During pregnancy, a specialized population of CD56bright NK cells, known as uterine NK (uNK) cells, accumulates in the uterine lining. These cells are not cytotoxic but instead play a part in the successful development of the placenta. They help remodel maternal arteries to ensure an adequate blood supply to the growing fetus, a function necessary for a healthy pregnancy.
Clinical Significance of CD56 Cells
In clinical settings, the CD56 marker is a valuable tool for diagnostics and monitoring. Flow cytometry is used to count the number of CD56+ cells, particularly NK cells, in a patient’s blood sample. This count helps assess a person’s immune status, which can be relevant in immunodeficiency disorders or for monitoring therapies.
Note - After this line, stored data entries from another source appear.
PR #492, opened 2022-11-02
Writer timestamps handling improvements

dbkeitel:
- check for missing `detectors` if `timestamps` are a string
- allow single-column timestamps files (and warn for Ncol>1)

### DIFF
--- a/pyfstat/make_sfts.py
+++ b/pyfstat/make_sfts.py
@@ -346,6 +346,13 @@ class Writer(BaseSearchClass):
                     " we will ignore the rest."
                 )
                 tsX = tsX[:, 0]
+            if not np.issubdtype(tsX.dtype, np.integer):
+                logger.warning(
+                    "Detected non-integer timestamps in timestamp file."
+                    " Will floor into ints."
+                )
+                tsX = tsX.astype(int)
+
             this_start_time = int(tsX[0])
             this_end_time = int(tsX[-1]) + self.Tsft
             tstart.append(this_start_time)
--- a/pyfstat/make_sfts.py
+++ b/pyfstat/make_sfts.py
@@ -346,12 +346,12 @@ class Writer(BaseSearchClass):
                     " we will ignore the rest."
                 )
                 tsX = tsX[:, 0]
-            if not np.issubdtype(tsX.dtype, np.integer):
+            if not tsX[0].is_integer() or not tsX[-1].is_integer():
                 logger.warning(
                     "Detected non-integer timestamps in timestamp file."
-                    " Will floor into ints."
+                    " We will floor to the nearest integer for the SFT name"
+                    " and let MFDv5 to properly deal with it."
                 )
-                tsX = tsX.astype(int)
 
             this_start_time = int(tsX[0])
             this_end_time = int(tsX[-1]) + self.Tsft
--- a/pyfstat/make_sfts.py
+++ b/pyfstat/make_sfts.py
@@ -349,8 +349,9 @@ class Writer(BaseSearchClass):
             if not tsX[0].is_integer() or not tsX[-1].is_integer():
                 logger.warning(
                     "Detected non-integer timestamps in timestamp file."
-                    " We will floor to the nearest integer for the SFT name"
-                    " and let MFDv5 to properly deal with it."
+                    " We will floor start and end times to the nearest integer"
+                    " for the SFT name,"
+                    " and let lalpulsar_Makefakedata_v5 handle the rest."
                 )
 
             this_start_time = int(tsX[0])
--- a/pyfstat/make_sfts.py
+++ b/pyfstat/make_sfts.py
@@ -188,11 +188,12 @@ class Writer(BaseSearchClass):
             Dictionary of timestamps (each key must refer to a detector),
             list of timestamps (`detectors` should be set),
             or comma-separated list of per-detector timestamps files
-            (simple text files, lines with <seconds> <nanoseconds>,
-            comments should use `%`, each time stamp gives the
-            start time of one SFT).
+            (simple text files,
+            comments should use `%`,
+            the first column is interpreted as SFT start times
+            and additional columns are ignored)
             WARNING: In that last case, order must match that of `detectors`!
-            NOTE: mutually exclusive with [`tstart`,`duration`]
+            NOTE: mutually exclusive with [`tstart`, `duration`]
             and with `noiseSFTs`.
         """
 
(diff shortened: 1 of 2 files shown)


pyfstat/make_sfts.py
```diff
@@ -187,11 +188,12 @@ def __init__(
             Dictionary of timestamps (each key must refer to a detector),
             list of timestamps (`detectors` should be set),
             or comma-separated list of per-detector timestamps files
-            (simple text files, lines with <seconds> <nanoseconds>,
-            comments should use `%`, each time stamp gives the
-            start time of one SFT).
+            (simple text files,
+            comments should use `%`,
```
Rodrigo-Tenorio, line 192:
```suggestion
            comments must use `%`,
```

We explicitly set that in `genfromtxt`. We may want to support `genfromtxt_kwargs` if you think it would be usable.
Probably it should, as it looks like we are moving away from octave?

pyfstat/make_sfts.py
```diff
@@ -334,8 +340,14 @@ def _get_setup_from_timestamps(self):
         self.sftfilenames = []  # This refers to the MFD output!
         for X, IFO in enumerate(IFOs):
             tsX = np.genfromtxt(tsfiles[X], comments="%")
-            this_start_time = int(tsX[0, 0])
-            this_end_time = int(tsX[-1, 0]) + self.Tsft
+            if len(np.shape(tsX)) > 1:
```
Rodrigo-Tenorio, line 343:
```suggestion
            if len(tsX.shape) > 1:
```

pyfstat/make_sfts.py
```diff
@@ -334,8 +340,14 @@ def _get_setup_from_timestamps(self):
...
+                logger.warning(
+                    f"Timestamps file {tsfiles[X]} has more than 1 column,"
+                    " we will ignore the rest."
```
Rodrigo-Tenorio, line 346: Opening discussion:

Most LALSuite timestamp files have two columns ((please correct me if this is just my case). Should this really be a bare warning?

As per what we discussed:
1. Two column files with wanoseconds, ignoring nanoseconds --> Not really a surprise, since CW software does that anyways.
2. Two column files with second column being zeros --> Not really a surprise either.
3. Two column files which are actually *segment* files --> Should crash, that's not how it works.

Q: Is there any simple way of distinguishing 1. and 3.?

Rodrigo-Tenorio (changes requested):
I agree with the approach so far. Final changes dependent upon opened discussion.

pyfstat/make_sfts.py
dbkeitel: > Most LALSuite timestamp files have two columns ((please correct me if this is just my case)

https://lscsoft.docs.ligo.org/lalsuite/lalpulsar/group___s_f_tfile_i_o__h.html#gaaf70ab5d23c42df41f76e2702cfe1098

-> the seconds,nanoseconds format is actually considered **obsolete** as far as lalpulsar is concerned

That doesn't technically contradict your point though - in more than just this one case, _most_ of what people do is legacy nowadays... :wink:

Regarding the segments format, the only way to identify (most of) them would be by saying that (recent) GPS seconds are one digit longer than what nanosecond remnants should be. Anyway, there are common files of this type with one SFT per line/segment (`ts[n,1]-ts[n,0]=Tsft`), so I wouldn't hard-fail on those. As long as the docs are clear what we do with the files, users who give us weird file formats will have the responsibility to check if they got back the right results.

dbkeitel:
> We may want to support genfromtxt_kwargs if you think it would be usable.

Could, but I'd leave that as a future enhancement request? Maybe together with having a central timestamps parsing util that `DetectorStates` can share?

dbkeitel:
> Could, but I'd leave that as a future enhancement request?

-> #493

dbkeitel:
Left to do: sanity check that the first column is actually `int`

Rodrigo-Tenorio (approved):
Added check for integer timestamps and test case for different warnings.

pyfstat/make_sfts.py
```diff
@@ -334,8 +340,21 @@ def _get_setup_from_timestamps(self):
         self.sftfilenames = []  # This refers to the MFD output!
         for X, IFO in enumerate(IFOs):
             tsX = np.genfromtxt(tsfiles[X], comments="%")
```
Rodrigo-Tenorio, line 342: @dbkeitel this is going to read as a float unless we tell it otherwise.

If we force integer, we will not know what happened.

So... we cannot meaningfully check for float / integer.

Opinion?

tests/test_make_sfts.py
```diff
@@ -19,6 +19,66 @@
...
+    np.savetxt(tmp_path / "dual_column.txt", np.hstack(2 * [single_column[:, None]]))
+
+    writer = pyfstat.Writer(
+        outdir=str(tmp_path / "timestamp_file_testing"),
+        label="timestamp_file_testing",
+        F0=10,
+        Band=0.1,
+        detectors="H1",
+        sqrtSX=1e-23,
+        Tsft=1800,
```
dbkeitel, line 34: should assign TSFT variable before

tests/test_make_sfts.py
```diff
@@ -19,6 +19,66 @@
...
+        timestamps=str(tmp_path / "single_column.txt"),
+    )
+
+    assert single_column[0] == writer.tstart
+    assert single_column[-1] - single_column[0] == writer.duration - 1800
```
dbkeitel, line 39: Tsft

tests/test_make_sfts.py
```diff
@@ -19,6 +19,66 @@
...
+            sqrtSX=1e-23,
+            Tsft=1800,
+            timestamps=str(tmp_path / "dual_column.txt"),
+        )
+
+        _, _, log_message = caplog.record_tuples[-1]
+        assert "has more than 1 column" in log_message
+        assert "will ignore" in log_message
+
+    with pytest.raises(ValueError):
```
dbkeitel, line 75: comment: wrong detectors

tests/test_make_sfts.py
```diff
@@ -19,6 +19,66 @@
...
+            outdir=str(tmp_path / "timestamp_file_testing"),
+            label="timestamp_file_testing",
+            F0=10,
+            Band=0.1,
+            detectors="H1,L1",
+            sqrtSX=1e-23,
+            timestamps=str(tmp_path / "single_column.txt"),
+        )
+
+    with pytest.raises(ValueError):
```
dbkeitel, line 87: comment: no detectors

pyfstat/make_sfts.py
```diff
@@ -334,8 +340,21 @@ def _get_setup_from_timestamps(self):
...
+                logger.warning(
+                    f"Timestamps file {tsfiles[X]} has more than 1 column,"
+                    " we will ignore the rest."
+                )
+                tsX = tsX[:, 0]
+            if not tsX[0].is_integer() or not tsX[-1].is_integer():
+                logger.warning(
+                    "Detected non-integer timestamps in timestamp file."
+                    " We will floor to the nearest integer for the SFT name"
+                    " and let MFDv5 to properly deal with it."
```
dbkeitel, line 353:
```suggestion
                    " We will floor start and end times to the nearest integer"
                    " for the SFT name,"
                    " and let lalpulsar_Makefakedata_v5 handle the rest."
```

Rodrigo-Tenorio (approved):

The CD56 marker is also used in the diagnosis and classification of certain cancers. It is a defining feature of hematological malignancies that arise from NK cells, such as aggressive NK-cell leukemia or certain types of lymphoma. CD56 can also be expressed on other cancer cells where it is not normally found, serving as a diagnostic clue or prognostic indicator.
The number and activity of CD56+ cells can have prognostic value, helping to predict the course of a disease. For example, in multiple myeloma, the absence of CD56 expression on malignant plasma cells is associated with a poorer prognosis. Conversely, the presence of tumor-infiltrating lymphocytes that express CD56 has been linked to better clinical outcomes in some breast cancers.
There is growing interest in harnessing CD56+ NK cells for therapeutic purposes, especially in oncology. One approach is adoptive cell therapy, where NK cells are isolated, expanded in a lab, and then infused back into a patient to fight cancer. A more advanced strategy involves genetically engineering NK cells to express chimeric antigen receptors (CARs). These CAR-NK cells are designed to recognize specific proteins on tumor cells, combining the killing power of NK cells with targeted precision.